## The task:
Every record below should be printed exactly as it appears.

[Data records]

PR #195, opened 2019-09-17
Format registry as list

kdaily:


genie/validate.py
```diff
@@ -207,6 +211,29 @@ def _upload_to_synapse(syn, filepaths, valid, parentid=None):
...
+    Returns:
+        A list of classes that are in the named packages and subclasses of example_filetype_format.FileTypeFormat.
+    """
+
+    file_format_list = []
+    for package_name in package_names:
+        importlib.import_module(package_name)
+
+    for cls in config.get_subclasses(example_filetype_format.FileTypeFormat):
+        logger.debug(f"checking {cls}.")
```
thomasyu888:
```suggestion
        logger.debug("checking {}.".format(cls))
```

thomasyu888: Support python 3.5 for now.

genie/validate.py
```diff
@@ -228,8 +255,12 @@ def _perform_validate(syn, args):
     args.oncotree_link = _get_oncotreelink(syn, databasetosynid_mappingdf,
                                            oncotree_link=args.oncotree_link)
 
+    format_registry = collect_format_types(args.format_registry_packages)
+    logger.debug(f"Using {format_registry} file formats.")
```
thomasyu888:
```suggestion
    logger.debug("Using {} file formats.".format(format_registry))
```

genie/validate.py
```diff
@@ -228,8 +255,12 @@ def _perform_validate(syn, args):
     args.oncotree_link = _get_oncotreelink(syn, databasetosynid_mappingdf,
                                            oncotree_link=args.oncotree_link)
 
+    format_registry = collect_format_types(args.format_registry_packages)
```
thomasyu888, line 258: Need to add `args.format_registry_packages` to `__main__.py`

thomasyu888 (changes requested):

thomasyu888 (commented):
Would determining which file formats to validate and process come after collecting all file formats.  That is if we were to add a parameter like include/exclude types, where should the filtering happen?

kdaily:
I think so. There's no way to a priori know which files to get via `get_center_input_files`. I would:

1. Get all center input files
2. Determine their file type
3. Filter based on include/exclude

thomasyu888:
The issue with that is that there are tons of vcf files. So I don't want to necessarily download them.

kdaily:
Agree - but relying on the file name (without using the `determineFiletype` function(s)) to determine the type is not going to work. Is it the case currently that you can use the entity name, NOT the file handle file name, to determine the file type?

thomasyu888:
Ah I see what you're saying. Yes we can infer the file type with the entity name.

kdaily:
`get_center_input_files` could do that, with a `download` parameter passed on to the `syn.get` call.

However, I was thinking that to simplify much of the other code, that the entity itself can be used to carry updated information as it moves through validation and processing (it's mutable). If the entity is retrieved multiple times this would be difficult to manage - but a wrapper object could be used.

1. `syn.get(..., download=False)` -> entity
2. `determineFiletype` updates the entity with the fileType
3. filter the entity based on the file type
4. download the entity for validation or processing and update any info added.

Proposed wrapper could be something like `GenieEntity(entity=entity, info=dict(fileType='vcf', ...))`. Provide a replace entity function that checks to be sure the same entity ID/version is supplied?

thomasyu888 (approved):

PR #266, opened 2020-03-26
Fix filetype flag

thomasyu888:
#241


xindiguo (approved):
Looks good!

thomasyu888:
Some sites require this flag because their pipeline doesn't output files in the correct filename.  They use the entity name on synapse to upload correctly. Will pull in.

Issue #283, opened 2020-04-16
PHI cutoff should be greater or equal to 90 years in days


xindiguo:
The interval cutoff should be >= math.floor(90*365.24)

https://github.com/Sage-Bionetworks/Genie/blob/cfa33533026cb09d7d56616ebc516942a9415bcb/genie/database_to_staging.py#L105

thomasyu888:
The BPC redaction policy should match the GENIE one.  redact 89 years by days.

PR #290, opened 2020-04-20
Update redaction

thomasyu888:
#283


thomasyu888:
Decided that we will be redacting patients over 89 **by days** and not by years.  Therefore, no need to change the redaction policy.

PR #291, opened 2020-04-24
Format SEQ_PIPELINE_ID and add test

thomasyu888:
Make sure SEQ_PIPELINE_ID is in the same format as SEQ_ASSAY_ID:

* Uppercase
* Change underscore to dash


xindiguo (approved):
Approved.

PR #299, opened 2020-05-11
Update database mapping synapse id so that correct table is updated

### LINKED ISSUE #274: Fix createmafdb
Incorrect synapse id
```
    syn.store(synapseclient.Table("syn12094210", vcf2maf_mappingdf))
```

thomasyu888:
When creating maf database, the database mapping table is updated.


genie/__version__.py
```diff
@@ -1 +1 @@
-__version__ = "9.0.0"
+__version__ = "10.0.0-dev"
```
```suggestion
__version__ = "9.0.0"
```

xindiguo (approved):
Good to go

PR #300, opened 2020-05-11
Fix dashboardTemplate.Rmd panel issue

thomasyu888:
* Not all panels will be present in the mutated_gene table.
* Table of contents renders weird in synapse html preview


xindiguo (approved):
Looks good.

PR #313, opened 2020-05-20
frequently mutated genes dashboard table should only show non-synonymous variants

### LINKED ISSUE #310: Adjust frequently mutated genes to only have non-synonymous variants
Any variants that are: Silent, Intron, IGR, 3'UTR, 5'UTR, 3'Flank and 5'Flank and have blank HGVSp_Short is filtered out with the exception of TERT promoters?

thomasyu888:
The frequently mutated genes from the maf file should only be from non-synonymous variants.
fixes #310


genie/__version__.py
```diff
@@ -1 +1 @@
-__version__ = "10.0.0"
+__version__ = "11.0.0-dev"
```
```suggestion
__version__ = "10.0.0"
```

kkdang (approved):

PR #326, opened 2020-06-08
v10

thomasyu888:
* Move `consortium_to_public` cli out of genie package into `bin`
* Use `unittest.mock`
* Remove support for `synapseclient < 2`


genie/__version__.py
```diff
@@ -1 +1 @@
-__version__ = "10.0.0"
+__version__ = "11.0.0-dev"
```
```suggestion
__version__ = "10.0.0"
```

PR #362, opened 2020-10-13
clean up v12

thomasyu888:
Clean up repo: Remove scripts that weren't used, create `template` and `R` directory


genie/__version__.py
```diff
@@ -1 +1 @@
-__version__ = "12.0.0"
+__version__ = "12.1.0-dev"
```
```suggestion
__version__ = "12.1.0"
```

PR #366, opened 2020-11-17
12.2.0 release

thomasyu888:
* Add provenance to tables and release files
* Update synapseclient


genie/__version__.py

[/Data records]

## Task solution:
PR #195, opened 2019-09-17
Format registry as list

kdaily:


genie/validate.py
```diff
@@ -207,6 +211,29 @@ def _upload_to_synapse(syn, filepaths, valid, parentid=None):
...
+    Returns:
+        A list of classes that are in the named packages and subclasses of example_filetype_format.FileTypeFormat.
+    """
+
+    file_format_list = []
+    for package_name in package_names:
+        importlib.import_module(package_name)
+
+    for cls in config.get_subclasses(example_filetype_format.FileTypeFormat):
+        logger.debug(f"checking {cls}.")
```
thomasyu888:
```suggestion
        logger.debug("checking {}.".format(cls))
```

thomasyu888: Support python 3.5 for now.

genie/validate.py
```diff
@@ -228,8 +255,12 @@ def _perform_validate(syn, args):
     args.oncotree_link = _get_oncotreelink(syn, databasetosynid_mappingdf,
                                            oncotree_link=args.oncotree_link)
 
+    format_registry = collect_format_types(args.format_registry_packages)
+    logger.debug(f"Using {format_registry} file formats.")
```
thomasyu888:
```suggestion
    logger.debug("Using {} file formats.".format(format_registry))
```

genie/validate.py
```diff
@@ -228,8 +255,12 @@ def _perform_validate(syn, args):
     args.oncotree_link = _get_oncotreelink(syn, databasetosynid_mappingdf,
                                            oncotree_link=args.oncotree_link)
 
+    format_registry = collect_format_types(args.format_registry_packages)
```
thomasyu888, line 258: Need to add `args.format_registry_packages` to `__main__.py`

thomasyu888 (changes requested):

thomasyu888 (commented):
Would determining which file formats to validate and process come after collecting all file formats.  That is if we were to add a parameter like include/exclude types, where should the filtering happen?

kdaily:
I think so. There's no way to a priori know which files to get via `get_center_input_files`. I would:

1. Get all center input files
2. Determine their file type
3. Filter based on include/exclude

thomasyu888:
The issue with that is that there are tons of vcf files. So I don't want to necessarily download them.

kdaily:
Agree - but relying on the file name (without using the `determineFiletype` function(s)) to determine the type is not going to work. Is it the case currently that you can use the entity name, NOT the file handle file name, to determine the file type?

thomasyu888:
Ah I see what you're saying. Yes we can infer the file type with the entity name.

kdaily:
`get_center_input_files` could do that, with a `download` parameter passed on to the `syn.get` call.

However, I was thinking that to simplify much of the other code, that the entity itself can be used to carry updated information as it moves through validation and processing (it's mutable). If the entity is retrieved multiple times this would be difficult to manage - but a wrapper object could be used.

1. `syn.get(..., download=False)` -> entity
2. `determineFiletype` updates the entity with the fileType
3. filter the entity based on the file type
4. download the entity for validation or processing and update any info added.

Proposed wrapper could be something like `GenieEntity(entity=entity, info=dict(fileType='vcf', ...))`. Provide a replace entity function that checks to be sure the same entity ID/version is supplied?

thomasyu888 (approved):

PR #266, opened 2020-03-26
Fix filetype flag

thomasyu888:
#241


xindiguo (approved):
Looks good!

thomasyu888:
Some sites require this flag because their pipeline doesn't output files in the correct filename.  They use the entity name on synapse to upload correctly. Will pull in.

Issue #283, opened 2020-04-16
PHI cutoff should be greater or equal to 90 years in days


xindiguo:
The interval cutoff should be >= math.floor(90*365.24)

https://github.com/Sage-Bionetworks/Genie/blob/cfa33533026cb09d7d56616ebc516942a9415bcb/genie/database_to_staging.py#L105

thomasyu888:
The BPC redaction policy should match the GENIE one.  redact 89 years by days.

PR #290, opened 2020-04-20
Update redaction

thomasyu888:
#283


thomasyu888:
Decided that we will be redacting patients over 89 **by days** and not by years.  Therefore, no need to change the redaction policy.

PR #291, opened 2020-04-24
Format SEQ_PIPELINE_ID and add test

thomasyu888:
Make sure SEQ_PIPELINE_ID is in the same format as SEQ_ASSAY_ID:

* Uppercase
* Change underscore to dash


xindiguo (approved):
Approved.

PR #299, opened 2020-05-11
Update database mapping synapse id so that correct table is updated

### LINKED ISSUE #274: Fix createmafdb
Incorrect synapse id
```
    syn.store(synapseclient.Table("syn12094210", vcf2maf_mappingdf))
```

thomasyu888:
When creating maf database, the database mapping table is updated.


genie/__version__.py
```diff
@@ -1 +1 @@
-__version__ = "9.0.0"
+__version__ = "10.0.0-dev"
```
```suggestion
__version__ = "9.0.0"
```

xindiguo (approved):
Good to go

PR #300, opened 2020-05-11
Fix dashboardTemplate.Rmd panel issue

thomasyu888:
* Not all panels will be present in the mutated_gene table.
* Table of contents renders weird in synapse html preview


xindiguo (approved):
Looks good.

PR #313, opened 2020-05-20
frequently mutated genes dashboard table should only show non-synonymous variants

### LINKED ISSUE #310: Adjust frequently mutated genes to only have non-synonymous variants
Any variants that are: Silent, Intron, IGR, 3'UTR, 5'UTR, 3'Flank and 5'Flank and have blank HGVSp_Short is filtered out with the exception of TERT promoters?

thomasyu888:
The frequently mutated genes from the maf file should only be from non-synonymous variants.
fixes #310


genie/__version__.py
```diff
@@ -1 +1 @@
-__version__ = "10.0.0"
+__version__ = "11.0.0-dev"
```
```suggestion
__version__ = "10.0.0"
```

kkdang (approved):

PR #326, opened 2020-06-08
v10

thomasyu888:
* Move `consortium_to_public` cli out of genie package into `bin`
* Use `unittest.mock`
* Remove support for `synapseclient < 2`


genie/__version__.py
```diff
@@ -1 +1 @@
-__version__ = "10.0.0"
+__version__ = "11.0.0-dev"
```
```suggestion
__version__ = "10.0.0"
```

PR #362, opened 2020-10-13
clean up v12

thomasyu888:
Clean up repo: Remove scripts that weren't used, create `template` and `R` directory


genie/__version__.py
```diff
@@ -1 +1 @@
-__version__ = "12.0.0"
+__version__ = "12.1.0-dev"
```
```suggestion
__version__ = "12.1.0"
```

PR #366, opened 2020-11-17
12.2.0 release

thomasyu888:
* Add provenance to tables and release files
* Update synapseclient


genie/__version__.py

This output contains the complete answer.